I'm running a list of urls from a .csv file. I throw 10 urls in there, beautifulsoup scrapes them. If i just print the dataframe, it comes our right.
If i try and save the results as a xlsx(which is preferred) or csv, it will only give me the results from the last url.
If i run this, it prints out perfect
with open('G-Sauce_Urls.csv' , 'r') as csv_file:
csv_reader = csv.reader(csv_file)
for line in csv_reader:
r = requests.get(line[0]).text
soup = BeautifulSoup(r,'lxml')
business = soup.find('title')
companys = business.get_text()
phones = soup.find_all(text=re.compile("Call (.*)"))
Website = soup.select('head > link:nth-child(4)')
profile = (Website[0].attrs['href'])
data = {'Required':[companys], 'Required_no_Email':[phones], 'Business_Fax':[profile] }
df = pd.DataFrame(data, columns = ['Required','First', 'Last', 'Required_no_Email', 'Business_Fax'])
But i can't seem to get it to append to an xlsx file. I'm only getting the last result, which i figure is because it is just "writing" and not appending.
I've tried:
writer = pd.ExcelWriter("ProspectUploadSheetRob.xlsx", engine='xlsxwriter', mode='a')

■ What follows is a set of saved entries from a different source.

PR #6456, opened 2016-01-04
use example.com in the example json so as not to spam legit servers

querry43:
I won't want to inadvertently spam yours.com domain.com with my testing.  example.com exists for this purpose, so I have changed most of the references in config.json.example.


crookedneighbor:
I don't _think_ any of the emails code actually gets hit in development mode, but you're right that these should be using example.com.

querry43:
@crookedneighbor , bf56a7cf-0970-40f2-af1b-f4df3f9bda4d.  Thanks.

PR #6458, opened 2016-01-04
[API v3] Challenges Tasks

paglias:
WIP


paglias:
Logic implemented. Tests missing

test/api/v3/integration/tasks/DELETE-tasks_id.test.js
```diff
@@ -16,7 +16,7 @@ describe('DELETE /tasks/:id', () => {
     let task;
 
     beforeEach(() => {
-      return user.post('/tasks', {
+      return user.post('/tasks?tasksOwner=user', {
```
crookedneighbor: I don't like this. I think tasksOwner should default to user.

paglias: As we had discussed earlier my idea was to have /tasks/user and /tasks/challenge/userId. I had to use a query parameter because otherwise the route handler would intercept requests going to /tasks/taskId. I think the parameter name could be changed, I don't like it either. But regarding the user being default I don't understand why it should be privileged over challenges (and in future other types). In my opinion it also makes the API behavior clearer

crookedneighbor: I agree that a separate route would be better and cleaner. We should figure out how to make express respect that, rather than go the query parameter route.

website/src/controllers/api-v3/tasks.js
```diff
@@ -54,26 +82,32 @@ api.createTask = {
...
     }
+
+    // If adding tasks to a challenge -> sync users
+    if (challenge) challenge.addTasks(tasks); // TODO catch/log
   },
 };
 
 /**
- * @api {get} /tasks Get an user's tasks
+ * @api {get} /tasks/:tasksOwner/:challengeId Get an user's tasks
```
crookedneighbor, line 211: I assume this is incorrect, given that we're using query parameters here instead?

paglias, line 211: I forgot to update it

test/api/v3/integration/tasks/DELETE-tasks_id.test.js
paglias: Okay, I'll try to write a regex that matches /task/(user/challenge)/optional challenge id without matching /tasks/taskId. If you've more experience with regex feel free to do it, I'm not very good at them

website/src/controllers/api-v3/tasks.js
```diff
@@ -15,80 +16,220 @@ import { preenHistory } from '../../../../common/script/api-v3/preenHistory';
 
 let api = {};
 
+// challenge must be passed only when a challenge task is being created
+async function _createTasks (req, res, user, challenge) {
```
crookedneighbor, line 20: I think user and challenge should be part of an options object.

```
async function _createTasks (req, res, options) {
  let {
    user,
    challenge,
  } = options;

  // stuff
}
```

website/src/controllers/api-v3/tasks.js
```diff
@@ -15,80 +16,220 @@ import { preenHistory } from '../../../../common/script/api-v3/preenHistory';
...
+    if (challenge) challenge.addTasks(tasks); // TODO catch/log
+  },
+};
 
-      // Validate that the task is valid and throw if it isn't
-      // otherwise since we're saving user and task in parallel it could save the user with a tasksOrder that doens't match reality
-      let validationErrors = newTask.validateSync();
-      if (validationErrors) throw validationErrors;
+// challenge must be passed only when a challenge task is being created
+async function _getTasks (req, res, user, challenge) {
```
crookedneighbor, line 112: Same here, user and challenge should be part of an options object.

website/src/controllers/api-v3/tasks.js
crookedneighbor, line 20: In fact, you don't even need to pass the user in, since it's on the `res.locals.user`. You could just have the arguments be `req, res, challenge`

crookedneighbor, line 20: Though I think I'd still be in favor of making the last argument an object to make expanding this function later easier.

crookedneighbor:
I haven't had time the last few days to fully explore this and write tests. Will do that this week.

test/api/v3/integration/tasks/GET-tasks_user.test.js
```diff
@@ -0,0 +1,33 @@
+import {
+  generateUser,
+} from '../../../../helpers/api-integration.helper';
```
crookedneighbor, line 3: This will need to change to ../../../../helpers/api-v3-integration.helper'; Will do wo when I work on it.

PR #6466, opened 2016-01-05
update help menu and FAQ to jump to Wikia

taldin:
The Help > FAQ option no longer jumps to the Wiki.  Added a help menu
item to fix that.   I also added a link to the Wiki FAQ at the bottom of
the FAQ.


taldin:
One problem I'm having is that the updated FAQ (link at the bottom, changed date to January 5, 2016) doesn't seem to be applied on the test db I have.    Might it be because there's some trickery involved in getting files in 'static' to do something?

Alys:
@taldin It's deliberate that the wiki's FAQ is no longer linked to because it is very overwhelming for new users - the staff have done user testing that shows that. Also I think markdown links aren't working yet on the iOS app. However if you would like to include a screenshot showing the change that this PR makes, we can ask the staff what they think.

The links shouldn't be related to the database. Can you give us more information about the problem in your second comment?

taldin:
image  That is what I changed.   It doesn't go to the Wiki FAQ:  it goes to the Wiki front page.   The problem I had was that the only way to get to the Wiki at all if you didn't know it existed was to click on the _Contribute to Habitica_ link, which was very non-intuitive, or 'Overview for New Users' and click on other links in there. 

The second comment:
The FAQ page (the new one with the dropdown arrows at https://habitica.com/static/faq/) apparently can't be altered via changing the website/views/static/faq.jade and common/locales/en/faq.json files  -- I've made changes, but they don't show up in the GUI.    And I'm wondering if there's some trickery to get the server to recognize that I changed them.

Alys:
For changing the FAQ items, edit common/locales/en/faq.json but note that there's two or three entries for each item - e.g., iosFaqAnswer12 and webFaqAnswer12. Make sure you're editing the web one for the change to show up on your local copy of the site. That should be all that's needed. Of course, editing the iOS one to match would also sometimes be needed.

What change do you want to make to the FAQ? If you wish, we can ask if it will be approved before you do further work on it.
_(Note to self: also ask if world boss entry should be removed now.)_

taldin:
I changed both the "iosFaqStillNeedHelp" and  "webFaqStillNeedHelp" entries:
 "If you have a question that isn't on this list, come ask in the [Newbies Guild](https://habitica.com/#/options/groups/guilds/5481ccf3-5d2d-48a9-a871-70a7380cee5a)! We're happy to help."      

....to include a link to the Wiki FAQ (so you can have a FAQ in your FAQ) and then I tried changing the date from September 2015 to January 2016 to reflect that I'd changed something.   But when I recompiled, nothing changed at all.  It made me think of the way that you couldn't change something in the main habitrpg repository without adjusting it in habitrpg-shared back in the day, and I was wondering if there was something similar going on.

SabreCat:
I find that if I'm running a local server and change a string, I need to halt the server entirely with a Ctrl+C and rerun "npm start" to get it to pick up the change. Just restarting the server, as it does automatically with many changes, isn't sufficient.

taldin:
I've closed the window completely, restarted the server in a new window, and still no luck.   Any other suggestions?

Alys:
Odd. Running `npm start` should be enough for it to work.

Try again and show us the output of npm start.

But first, see some comments I'm about to make on a couple of lines.

website/views/shared/header/menu.jade
```diff
@@ -58,6 +58,8 @@ nav.toolbar(ng-controller='MenuCtrl')
               li
                 a(target='_blank' href='https://habitica.com/static/faq/')=env.t('FAQ')
               li
+                a(target='_blank' href='http://habitica.wikia.com/wiki/Habitica_Wiki')=env.t('HabiticaWiki')
```
Alys: Links to any wiki page can be placed in the locales files so that translators can specify non-English wiki links where available. For example:

common/locales/en/tasks.json line 111:
 `"toDoHelp4": "For inspiration, check out these <a href='http://habitica.wikia.com/wiki/Sample_To-Dos' target='_blank'>sample To-Dos</a>!",`

website/views/shared/header/menu.jade
```diff
@@ -157,6 +159,8 @@ nav.toolbar(ng-controller='MenuCtrl')
             li
               a(target='_blank' href='https://habitica.com/static/faq/')=env.t('FAQ')
             li
+              a(target='_blank' href='http://habitica.wikia.com/wiki/Habitica_Wiki')=env.t('HabiticaWiki')
```
Alys: Same here, of course.

That's my final comment. :)

taldin:
Okay, this is the first time someone's commented on my code.  :) How do i get those changes?

Alys:
You need to make them yourself. ;) 

If changes were made by others, they'd appear in a pull request in your own branch, which you'd need to accept by merging.

I've modified my first comment so that it shows the sample code I was referring to as raw code, instead of as a link.

taldin:
Yepyep!  I already got that part covered.  :)  It's why I have the edits to the 'generic.json' file in the en directory.   Or is there something else you need done there that I'm not seeing?

-Taldin

Alys:
No, the actual link can be placed in the locale file so the URL can be "translated" too. So instead of this: `a(target='_blank' href='http://habitica.wikia.com/wiki/Habitica_Wiki')=env.t('HabiticaWiki')` plus this: `"HabiticaWiki": "The Habitica Wiki",`

you would edit the generic.json file to have something like this example: `"toDoHelp4": "For inspiration, check out these <a href='http://habitica.wikia.com/wiki/Sample_To-Dos' target='_blank'>sample To-Dos</a>!",`

taldin:
Oh!  I think I see.  Hang on.

taldin:
Like so?

taldin:
Also, here's that screenshot.
image

Alys:
I've loaded it locally and what you've done works. You could also put the URL and visible text of the link into a single locale string, like in the `toDoHelp4` example. Although keeping them separate probably reduces the chance that a translator accidentally messes up the HTML code.

When you click on the Help > FAQ menu entry, you're redirected to the production site, because the full habitica.com URL is coded into the link. If you didn't notice the redirection, that's probably why it seems that your changes aren't taking effect. Try this link: http://localhost:3000/static/faq/

Alys:
@lemoness : This PR makes two changes:

It adds "or on the wiki FAQ" to the text below, on both the website FAQ and the iOS FAQ (and changes the "Last updated" date at the top of the FAQ):

screen shot 2016-01-10 at 7 20 14 pm

---

It adds "The Habitica Wiki" as the second item in the Help menu on the website:
screen shot 2016-01-10 at 7 23 50 pm

---

Do you want these changes?

Unrelated to this, should we remove the World Boss question and answer now? If we did, we'd save the text for use for the next Boss.

taldin:
Yep, that's exactly the text I was looking for, thank you.  Now I know why it didn't work, too. :) 
As far as the world boss bit goes, we're not going to have one for another few months.  But when we do, we'll have to put the answer back in.   It would probably serve us better if we just reworded this to be 'whenever a world boss is up' as a question/answer.

taldin:
Suggested rewording:
Q:  How do I battle that World Boss that's in the Tavern?  
A:   World Bosses are special monsters that sometimes appear in the Tavern during a World Event.... (rest is the same from there)

Alys:
I think it's better to remove the World Boss question. The FAQ has only the most important questions for new users and additional information is more likely to be confusing than helpful. I've been seeing occasional questions in the Tavern about where a world boss can be found, and it's probably this FAQ item that's causing them. Also editing the question now and then back again later will just make extra work for the translators (and translations might not be done promptly enough to be useful). BTW, don't work on removing it - I want to talk to Blade about hiding it programmatically if Lemoness approves its removal.

lemoness:
I think removing the World Boss question is fine, as long as we remember to
put it back!

Link to Wiki FAQ is ok. However, in the drop-down menu, I would like the
link to the wiki to be last in the list.

Alys:
@crookedneighbor For removing the world boss FAQ question and answer, I'm thinking the best way to do it is to put in an `if` statement that prevents these lines being executed when `heading === world-boss` :
https://github.com/HabitRPG/habitrpg/blob/develop/website/views/static/faq.jade#L23-L25
That allows us to keep the text in the locales files (no need for translators to re-add it later when the next boss arrives), and also means that we can add new faq entries at the end of the list (index 13, etc) and have it all still work.

crookedneighbor:
I am now regretting the choice to use indexed faq names for this very reason :(

I'll try to look at an alternate solution in the near future. Really, since the faq is via the API, we should not send out the faq about the world boss at all if it is not to be displayed.

taldin:
Wiki Link is now moved to the bottom in the menu.

SabreCat:
Merged! Thanks @taldin!

Quick tip for future: the merge conflict was `habitrpg-shared.css`. That gets updated every time the server runs, so it doesn't need to be included in commits. Leaving it out will make your PRs easier to merge!

taldin:
Ah, gotcha.  I'm still a bit of a novice at this, so now I know.  :)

df.to_excel(writer, sheet_name='Sheet1', index=False, startrow=4, header=3)
workbook = writer.book
worksheet = writer.sheets['Sheet1']
writer.save()
AND
with ExcelWriter('path_to_file.xlsx', mode='a') as writer:
df.to_excel(writer, sheet_name='Sheet1', index=False, startrow=4, header=3)
writer.save()
AND
df = pd.DataFrame(data, columns = ['Required','First', 'Last', 'Required_no_Email', 'Business_Fax'])
writer = pd.ExcelWriter("ProspectUploadSheetRob.xlsx", engine='xlsxwriter')
df.to_excel(writer, sheet_name='Sheet1', index=False, startrow=4, header=3)
writer.save()
AND
I started reading into openpyxl, but at this point I am so confused, i don't understand it.
Any and all help is appreciated
You are iterating over your csv data line-by-line, but you are recreating your dataframe at every iteration, so you are losing the value of the previous one each time. You will need to create the df first outside of the loop, and add data in your for loop.
df = pd.DataFrame(columns = ['Required','First', 'Last', 'Required_no_Email', 'Business_Fax'])
>>> df
Empty DataFrame
Columns: [Required, First, Last, Required_no_Email, Business_Fax]
Index: []
Your assumption of writing and not appending is correct, but you need to append the dataframe and then write it to excel, and not append data to the excel(if I understood correctly).
data = {'Required':[companys], 'Required_no_Email':[phones], 'Business_Fax':[profile] }
df = df.append(data, ignore_index=True) # use this instead of this part of your original code below:
# df = pd.DataFrame(data, columns = ['Required','First', 'Last', 'Required_no_Email', 'Business_Fax'])
# this will not be required as you have already defined the df outside the loop
The pd.ExcelWriter will only produce the output when you run:
writer.save()
I have a similar code that opens the file with the following parameters and it works:
writer = pd.ExcelWriter(r'path_to_file.xlsx', engine='xlsxwriter')
... all my modifications ...
writer.save()
Note that according to the documentation 'w' or Write is the default mode, also when modifying object, and although not explained greatly, append is referenced only when adding entirely new excel objects(Sheets, etc.), or "extending" the document with another dataframe with the exact same format to the document structure.
For it to be reproducable, you could add a template xlsx, but I hope it helps. Please let me know.